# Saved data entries
PR #89, opened 2016-04-25
PP-677 stopped publicapi events end point from throwing null pointer for missing chargeID

rahul-vinayak:
Connector doesn’t return chargeID with every event structure anymore as its in the top level of the structure, which was causing null pointer exception as it was being probed from within the events, this fix stops the chargeId from being probed within every event and looks for it at the top level instead

### DIFF
--- a/src/main/java/uk/gov/pay/api/model/PaymentEvents.java
+++ b/src/main/java/uk/gov/pay/api/model/PaymentEvents.java
@@ -13,6 +13,7 @@ import static uk.gov.pay.api.model.PaymentEvent.createPaymentEvent;
 
 @ApiModel(value="PaymentEventsInformation", description = "A List of Payment Events information")
 public class PaymentEvents {
+    public static final String EVENTS = "events";
     @JsonProperty("payment_id")
     private final String paymentId;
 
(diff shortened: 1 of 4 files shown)


src/main/java/uk/gov/pay/api/model/PaymentEvents.java
```diff
@@ -23,9 +24,11 @@
 
     public static PaymentEvents createPaymentEventsResponse(JsonNode payload, String paymentLink) {
         List<PaymentEvent> events = newArrayList();
-        if(payload.get("events").isArray()) {
-            for (JsonNode event : payload.get("events")) {
-                events.add(createPaymentEvent(event, paymentLink));
+        String paymentId = payload.get("charge_id").asText();
```
imranbohoran: Wouldn't this still throw a NPE if there's no `charge_id` in the response from the connector?

Also is it legal to send back some events without paymentIds?

How about some unit tests to cover this?

rahul-vinayak: As clarified (and updated in the PR commit message to be more clear) the chargeID remains at the top level as being returned from the connector, and is not there any longer in every event structure, so there won't a NPE because its looking for chargeID at the right place now. This fact has been covered by the failing E2E test first approach.

Events are not sent back without a paymentID

Will be revisiting the unit tests

rahul-vinayak: Fixed unit test to mock connector to return events as per above description

imranbohoran:
👍

PR #90, opened 2016-04-29
PP-656 Improve healthchecks so they are consistent and more useful

PauloPortugal:
## WHAT
 * The DropWizard healthcheck endpoint is on the admin port and this
   creates much more complexity when routing ports through nginxes, proxies
   and security groups.

## HOW 
 * The Healthcheck should be available on the application port, making use
   of the existing healthchecks that follow Dropwizard's standards.

## WHO
 * Developers and DevOps

### DIFF
--- a/src/main/java/uk/gov/pay/api/resources/HealthCheckResource.java
+++ b/src/main/java/uk/gov/pay/api/resources/HealthCheckResource.java
@@ -1,0 +1,56 @@
+package uk.gov.pay.api.resources;
+
+import com.codahale.metrics.health.HealthCheck;
+import com.fasterxml.jackson.core.JsonProcessingException;
+import com.google.common.collect.ImmutableMap;
+import io.dropwizard.setup.Environment;
+
+import javax.ws.rs.GET;
+import javax.ws.rs.Path;
+import javax.ws.rs.Produces;
+import javax.ws.rs.core.Response;
+import java.util.HashMap;
+import java.util.Map;
+import java.util.SortedMap;
+
+import static javax.ws.rs.core.MediaType.APPLICATION_JSON;
+import static javax.ws.rs.core.Response.status;
+
+@Path("/")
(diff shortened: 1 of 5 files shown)


imranbohoran:
As discussed, in addition to returning a 200 when everythings running for a node, we should also return a json response with what is failing if the response is a 500.

src/main/java/uk/gov/pay/api/resources/HealthCheckResource.java
```diff
@@ -0,0 +1,40 @@
...
+    }
+
+    @GET
+    @Path(HEALTHCHECK)
+    @Produces(APPLICATION_JSON)
+    public Response captureCharge(@PathParam("chargeId") String chargeId) {
+        healthy = environment.healthChecks().getNames().size() == environment.healthChecks().runHealthChecks()
+                .values()
+                .stream()
+                .filter(healthcheck -> healthcheck.isHealthy() == true)
```
imranbohoran: we could possibly simplify this by using a method reference like .filter(HealthCheck.Result::isHealthy)

PauloPortugal:
@imranbohoran I have addressed the 200 vs 500 response.

src/main/java/uk/gov/pay/api/resources/HealthCheckResource.java
```diff
@@ -0,0 +1,56 @@
...
+                .filter(HealthCheck.Result::isHealthy)
+                .count();
+
+        if(healthy) {
+            return Response.ok().entity(response).build();
+        }
+        return status(503).entity(response).build();
+    }
+
+    private Map<String, Map<String, Boolean>> getResponse(SortedMap<String, HealthCheck.Result> results) {
```
imranbohoran: Nice 👍
Can we have a test that ensures we return what we want?

imranbohoran:
👍

PR #91, opened 2016-05-09
PP-541 Pass new state structure through from connector

ijmad:
Depends on https://github.com/alphagov/pay-connector/pull/157 and https://github.com/alphagov/pay-endtoend/pull/166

# EXERCISE PROMPT
Your response should be the lines of the entries above that include the string "final".

# WRITTEN REPLY
+    public static final String EVENTS = "events";
     private final String paymentId;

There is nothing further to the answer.